## Work request
I'd like every record written out again, exactly as it is.

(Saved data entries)

= = = = =

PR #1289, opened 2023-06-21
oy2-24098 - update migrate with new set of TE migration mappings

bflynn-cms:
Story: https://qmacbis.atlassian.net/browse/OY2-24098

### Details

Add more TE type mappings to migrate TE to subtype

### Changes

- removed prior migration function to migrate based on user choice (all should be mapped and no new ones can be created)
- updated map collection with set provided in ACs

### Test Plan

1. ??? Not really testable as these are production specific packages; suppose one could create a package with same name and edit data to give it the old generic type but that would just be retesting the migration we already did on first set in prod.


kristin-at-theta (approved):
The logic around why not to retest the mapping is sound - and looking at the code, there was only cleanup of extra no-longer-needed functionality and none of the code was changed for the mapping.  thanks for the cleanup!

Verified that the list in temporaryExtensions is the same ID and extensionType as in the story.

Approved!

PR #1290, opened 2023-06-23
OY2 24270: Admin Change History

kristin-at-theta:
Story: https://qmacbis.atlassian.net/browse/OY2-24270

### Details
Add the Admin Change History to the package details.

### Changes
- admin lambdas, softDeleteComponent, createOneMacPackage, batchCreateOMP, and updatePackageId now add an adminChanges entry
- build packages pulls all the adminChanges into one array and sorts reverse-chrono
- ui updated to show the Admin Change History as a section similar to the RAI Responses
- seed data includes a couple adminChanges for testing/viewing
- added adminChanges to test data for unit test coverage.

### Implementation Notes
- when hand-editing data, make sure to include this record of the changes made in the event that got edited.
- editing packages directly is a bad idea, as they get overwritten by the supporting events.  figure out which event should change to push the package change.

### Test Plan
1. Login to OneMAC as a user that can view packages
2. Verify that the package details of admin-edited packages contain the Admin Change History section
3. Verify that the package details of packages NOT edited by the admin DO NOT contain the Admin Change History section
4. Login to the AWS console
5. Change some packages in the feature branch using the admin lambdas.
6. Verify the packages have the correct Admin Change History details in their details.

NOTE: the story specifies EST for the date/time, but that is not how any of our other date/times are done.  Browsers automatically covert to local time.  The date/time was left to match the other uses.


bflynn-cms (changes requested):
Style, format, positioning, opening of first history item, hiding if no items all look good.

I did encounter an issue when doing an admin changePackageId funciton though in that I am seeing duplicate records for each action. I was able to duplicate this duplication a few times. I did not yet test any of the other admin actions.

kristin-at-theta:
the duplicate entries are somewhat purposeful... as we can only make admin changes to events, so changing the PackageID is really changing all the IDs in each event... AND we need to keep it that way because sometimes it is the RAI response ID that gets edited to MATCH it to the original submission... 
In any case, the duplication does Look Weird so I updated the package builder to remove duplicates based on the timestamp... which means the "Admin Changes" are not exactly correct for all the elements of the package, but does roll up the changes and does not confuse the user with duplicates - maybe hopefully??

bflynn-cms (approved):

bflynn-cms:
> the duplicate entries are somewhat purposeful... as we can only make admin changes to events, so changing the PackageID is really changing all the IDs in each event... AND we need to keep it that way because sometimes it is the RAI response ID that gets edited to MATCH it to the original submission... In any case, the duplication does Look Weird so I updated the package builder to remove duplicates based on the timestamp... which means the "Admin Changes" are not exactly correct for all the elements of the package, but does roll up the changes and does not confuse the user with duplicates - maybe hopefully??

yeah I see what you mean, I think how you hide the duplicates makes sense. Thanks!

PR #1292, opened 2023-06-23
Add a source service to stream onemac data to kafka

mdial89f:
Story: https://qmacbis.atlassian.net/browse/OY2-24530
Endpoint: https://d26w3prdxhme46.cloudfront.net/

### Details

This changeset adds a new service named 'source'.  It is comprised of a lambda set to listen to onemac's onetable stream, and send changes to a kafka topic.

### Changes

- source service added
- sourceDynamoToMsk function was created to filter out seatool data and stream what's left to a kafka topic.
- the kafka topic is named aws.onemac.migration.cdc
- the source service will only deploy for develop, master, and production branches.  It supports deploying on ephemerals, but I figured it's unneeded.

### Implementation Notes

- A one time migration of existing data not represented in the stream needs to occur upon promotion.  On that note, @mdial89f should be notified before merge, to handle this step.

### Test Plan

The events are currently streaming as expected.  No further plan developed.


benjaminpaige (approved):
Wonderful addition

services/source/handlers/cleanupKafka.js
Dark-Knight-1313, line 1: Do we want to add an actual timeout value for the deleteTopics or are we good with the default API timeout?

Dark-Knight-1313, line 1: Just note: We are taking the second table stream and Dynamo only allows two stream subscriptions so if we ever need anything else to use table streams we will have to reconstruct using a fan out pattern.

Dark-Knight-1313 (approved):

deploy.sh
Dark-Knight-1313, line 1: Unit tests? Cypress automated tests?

= = = = =

## Solution for this task
PR #1289, opened 2023-06-21
oy2-24098 - update migrate with new set of TE migration mappings

bflynn-cms:
Story: https://qmacbis.atlassian.net/browse/OY2-24098

### Details

Add more TE type mappings to migrate TE to subtype

### Changes

- removed prior migration function to migrate based on user choice (all should be mapped and no new ones can be created)
- updated map collection with set provided in ACs

### Test Plan

1. ??? Not really testable as these are production specific packages; suppose one could create a package with same name and edit data to give it the old generic type but that would just be retesting the migration we already did on first set in prod.


kristin-at-theta (approved):
The logic around why not to retest the mapping is sound - and looking at the code, there was only cleanup of extra no-longer-needed functionality and none of the code was changed for the mapping.  thanks for the cleanup!

Verified that the list in temporaryExtensions is the same ID and extensionType as in the story.

Approved!

PR #1290, opened 2023-06-23
OY2 24270: Admin Change History

kristin-at-theta:
Story: https://qmacbis.atlassian.net/browse/OY2-24270

### Details
Add the Admin Change History to the package details.

### Changes
- admin lambdas, softDeleteComponent, createOneMacPackage, batchCreateOMP, and updatePackageId now add an adminChanges entry
- build packages pulls all the adminChanges into one array and sorts reverse-chrono
- ui updated to show the Admin Change History as a section similar to the RAI Responses
- seed data includes a couple adminChanges for testing/viewing
- added adminChanges to test data for unit test coverage.

### Implementation Notes
- when hand-editing data, make sure to include this record of the changes made in the event that got edited.
- editing packages directly is a bad idea, as they get overwritten by the supporting events.  figure out which event should change to push the package change.

### Test Plan
1. Login to OneMAC as a user that can view packages
2. Verify that the package details of admin-edited packages contain the Admin Change History section
3. Verify that the package details of packages NOT edited by the admin DO NOT contain the Admin Change History section
4. Login to the AWS console
5. Change some packages in the feature branch using the admin lambdas.
6. Verify the packages have the correct Admin Change History details in their details.

NOTE: the story specifies EST for the date/time, but that is not how any of our other date/times are done.  Browsers automatically covert to local time.  The date/time was left to match the other uses.


bflynn-cms (changes requested):
Style, format, positioning, opening of first history item, hiding if no items all look good.

I did encounter an issue when doing an admin changePackageId funciton though in that I am seeing duplicate records for each action. I was able to duplicate this duplication a few times. I did not yet test any of the other admin actions.

kristin-at-theta:
the duplicate entries are somewhat purposeful... as we can only make admin changes to events, so changing the PackageID is really changing all the IDs in each event... AND we need to keep it that way because sometimes it is the RAI response ID that gets edited to MATCH it to the original submission... 
In any case, the duplication does Look Weird so I updated the package builder to remove duplicates based on the timestamp... which means the "Admin Changes" are not exactly correct for all the elements of the package, but does roll up the changes and does not confuse the user with duplicates - maybe hopefully??

bflynn-cms (approved):

bflynn-cms:
> the duplicate entries are somewhat purposeful... as we can only make admin changes to events, so changing the PackageID is really changing all the IDs in each event... AND we need to keep it that way because sometimes it is the RAI response ID that gets edited to MATCH it to the original submission... In any case, the duplication does Look Weird so I updated the package builder to remove duplicates based on the timestamp... which means the "Admin Changes" are not exactly correct for all the elements of the package, but does roll up the changes and does not confuse the user with duplicates - maybe hopefully??

yeah I see what you mean, I think how you hide the duplicates makes sense. Thanks!

PR #1292, opened 2023-06-23
Add a source service to stream onemac data to kafka

mdial89f:
Story: https://qmacbis.atlassian.net/browse/OY2-24530
Endpoint: https://d26w3prdxhme46.cloudfront.net/

### Details

This changeset adds a new service named 'source'.  It is comprised of a lambda set to listen to onemac's onetable stream, and send changes to a kafka topic.

### Changes

- source service added
- sourceDynamoToMsk function was created to filter out seatool data and stream what's left to a kafka topic.
- the kafka topic is named aws.onemac.migration.cdc
- the source service will only deploy for develop, master, and production branches.  It supports deploying on ephemerals, but I figured it's unneeded.

### Implementation Notes

- A one time migration of existing data not represented in the stream needs to occur upon promotion.  On that note, @mdial89f should be notified before merge, to handle this step.

### Test Plan

The events are currently streaming as expected.  No further plan developed.


benjaminpaige (approved):
Wonderful addition

services/source/handlers/cleanupKafka.js
Dark-Knight-1313, line 1: Do we want to add an actual timeout value for the deleteTopics or are we good with the default API timeout?

Dark-Knight-1313, line 1: Just note: We are taking the second table stream and Dynamo only allows two stream subscriptions so if we ever need anything else to use table streams we will have to reconstruct using a fan out pattern.

Dark-Knight-1313 (approved):

deploy.sh
Dark-Knight-1313, line 1: Unit tests? Cypress automated tests?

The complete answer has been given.